## Extracting data for pre-training

**Author:** Benjamin Aw  
**Date:** 9 Dec 2021  
**Context:** Pre-training the model to contextualise the distilBERT model requires a particular format  
**Objective:** Extracting the CSV files, and coverting them into text files while also removing all HTML tags  

#### A) Setting up

Importing the libraries and obtaing the file path for the datasets required

In [1]:
import pandas as pd
import os
import re

# changing directory first in order to import the package
os.chdir('..')
from ssoc_autocoder.processing import final_cleaning

#### B) Writing out the necessary functions

Because a cleaning code `final_cleaning` has been written out, we can utilise that function instead of writing out our own.

In [2]:
def cleaning_text_and_check(text):
    
    cleaned_text = final_cleaning(text)
    
    # add in additional check for proper sentences
    
    return cleaned_text

We need to loop through each individial file by year-month, and append each cleaned entry to the appropriate text file

In [None]:
def output_individual_files(path):

    for filename in os.listdir(path + "mcf_api_responses_csv"):

        df = pd.read_csv(path + "mcf_api_responses_csv/" + filename)
        df_desc = df['description'].apply(cleaning_text_and_check)

        # Writing it out into a readable text file

        filename_without_ext = filename.strip(".csv")

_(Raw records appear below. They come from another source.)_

Issue #1284, opened 2024-01-08
Provide the server router from a token rather than an app attribute


fcollonval:
### Problem

In https://github.com/jupyterlite/jupyterlite/pull/506 (related issue https://github.com/jupyterlite/jupyterlite/issues/390), the router has been exposed from the app for extension to register new route.

The work on notebook 7 demonstrates that a robust approach for providing conditional feature on the application is through token being provided or not.

### Proposed Solution

I propose to expose the server router through a new token `IServerRouter`.

The interesting consequence is that the `app` argument for `activate` function will keep the consistent `JupyterFrontend` and `JupyterFrontendPlugin` typing removing a customization.

jtpio:
> The interesting consequence is that the `app` argument for `activate` function will keep the consistent `JupyterFrontend` and `JupyterFrontendPlugin` typing removing a customization.

Currently the `app` would still need to be a `JupyterLiteServer` because it's a different app from the ones regular JupyterLab plugins get (`Application<never>`):

https://github.com/jupyterlite/jupyterlite/blob/839741ede0f35e5e1d939b8857bd92405c74bc4b/packages/server/src/app.ts#L52

Also the JupyterLite server extensions are currently discovered with the `jupyterlite` metadata in `package.json` so the plugins can be registered on the proper app at page load.

Ideally this additional application could / should be removed in the long run. For now its main purpose has been to keep things clearly separate between "frontend" plugins and "server" plugins in lite. Maybe something like this upstream proposal could help in the long run: https://github.com/jupyterlab/jupyterlab/issues/15329

jtpio:
> The service manager customization proposed in [jupyterlab/jupyterlab#13558](https://github.com/jupyterlab/jupyterlab/pull/13558) is enough as a first step - and I have an idea to improve the security point raised in that attempt.

Would you mind sharing more thoughts about that idea in https://github.com/jupyterlab/jupyterlab/issues/15329, since it's now the closest issue tracking this enhancement?

As mentioned in https://github.com/jupyterlab/jupyterlab/issues/15329, I was hoping we could flatten most of the underlying services in `ServiceManager` so they become easily swappable via extensions. And as mentioned in that issue, one challenge may be backwards compatibility. Thinking more about it, backwards compatibility (so usage of `app.serviceManager` is not broken) should be a hard requirement to avoid extension authors fatigue.

Thanks!

PR #1285, opened 2024-01-08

        for jd in df_desc: 
            fi = open("../Data/Train/pre-training data/" + filename_without_ext + ".txt", "a")
            fi.write(f'{jd}\n')
            fi.close()
        
        print(f"{filename_without_ext}.txt saved!")

Writing a separate function that lumps all the text files together

In [17]:
def output_combined_file(path):

    df_list = []
    for filename in os.listdir(path):

        print(f'Processing {filename}...\r', end = '')
        df = pd.read_csv(path + "/" + filename)
        df_desc = df['description'].apply(cleaning_text_and_check)
        df_list.append(df_desc)
    
    print('')
    combined_df = pd.concat(df_list, ignore_index = True)
    print(f'Shape of combined dataframe: {combined_df.shape}')

    return combined_df

#### C) Putting it all together

We run the functions as described above, to create the appropriate text files that is requried for pre-training of the distilledBERT model. 

In [None]:
output_individual_files('Data/Raw/mcf_api_responses_csv')

In [18]:
combined_df = output_combined_file('Data/Raw/mcf_api_responses_csv')

Processing raw_2021-05.csv...
Shape of combined dataframe: (882214,)


In [26]:
# Writing it out into a readable text file

filepath = 'Data/Train/pre-training-full.txt'

with open(filepath, 'w+') as outfile:
    for i, jd in enumerate(combined_df):
#         if i >= 1000:
#             break
        outfile.write(f'{jd}\n')

print(f"{filepath} saved!")

Data/Train/pre-training-full.txt saved!